> [GOAL OF THE EXERCISE] Please return all lines from the records below that include the string "provided".

> [EXTRACTED INFORMATION]
PR #783, opened 2022-03-22
Honor user-provided Json IContractResolver while maintaining marshaling capabilities

matteo-prosperi:
Addressing failures similar to
```
StreamJsonRpc.RemoteMethodNotFoundException : Unable to find method 'xxx' on {no object} for the following reasons: Deserializing JSON-RPC argument with name "observer" and position 1 to type "xxx" failed: Could not create an instance of type xxx. Type is an interface or abstract class and cannot be instantiated. Path 'params[1].__jsonrpc_marshaled'.
```
when calling APIs under the following conditions:
- using Newtonsoft.Json
- the API has marshalable (`IObserver<>`, `IDisposable` or interfaces with `RpcMarshalableAttribute`) objects as parameters or return values
- the user replaces `JsonMessageFormatter`'s `ContractResolver`.

This issue has worsened since https://github.com/microsoft/vs-streamjsonrpc/pull/777 due to more behavior being delegated to the `ContractResolver`

This PR integrates the `ContractResolver` provided by the user with `MarshalContractResolver` before the first serialization or deserialization.

### DIFF
--- a/src/StreamJsonRpc/JsonMessageFormatter.cs
+++ b/src/StreamJsonRpc/JsonMessageFormatter.cs
@@ -13,6 +13,7 @@ namespace StreamJsonRpc
     using System.IO.Pipelines;
     using System.Linq;
     using System.Reflection;
+    using System.Runtime.CompilerServices;
     using System.Runtime.ExceptionServices;
     using System.Runtime.Serialization;
     using System.Text;
@@ -161,6 +162,16 @@ namespace StreamJsonRpc
         /// The message whose arguments are being deserialized.
         /// </summary>
         private JsonRpcMessage? deserializingMessage;
+
+        /// <summary>
+        /// Whether <see cref="EnforceFormatterIsInitialized"/> has been executed.
+        /// </summary>
+        private bool formatterInitializationChecked;
+
+        /// <summary>
+        /// Object used to lock when running <see cref="EnforceFormatterIsInitialized"/>.
+        /// </summary>
+        private object formatterInitializationLock = new();
 
         /// <summary>
         /// Initializes a new instance of the <see cref="JsonMessageFormatter"/> class
@@ -390,6 +401,8 @@ namespace StreamJsonRpc
         {
             Requires.NotNull(json, nameof(json));
 
+            this.EnforceFormatterIsInitialized();
+
             try
             {
                 switch (this.ProtocolVersion.Major)
@@ -432,6 +445,8 @@ namespace StreamJsonRpc
         /// <returns>The JSON of the message.</returns>
         public JToken Serialize(JsonRpcMessage message)
         {
+            this.EnforceFormatterIsInitialized();
+
             try
             {
                 this.observedTransmittedRequestWithStringId |= message is JsonRpcRequest request && request.RequestId.String is not null;
@@ -526,6 +541,25 @@ namespace StreamJsonRpc
             }
 
             return jtokenArray;
+        }
+
+        private void EnforceFormatterIsInitialized()
+        {
+            if (!this.formatterInitializationChecked)
+            {
+                lock (this.formatterInitializationLock)
+                {
+                    if (!this.formatterInitializationChecked)
+                    {
+                        this.formatterInitializationChecked = true;
+                        IContractResolver? originalContractResolver = this.JsonSerializer.ContractResolver;
+                        if (originalContractResolver is not MarshalContractResolver)
+                        {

> [REPLY]
Honor user-provided Json IContractResolver while maintaining marshaling capabilities
This PR integrates the `ContractResolver` provided by the user with `MarshalContractResolver` before the first serialization or deserialization.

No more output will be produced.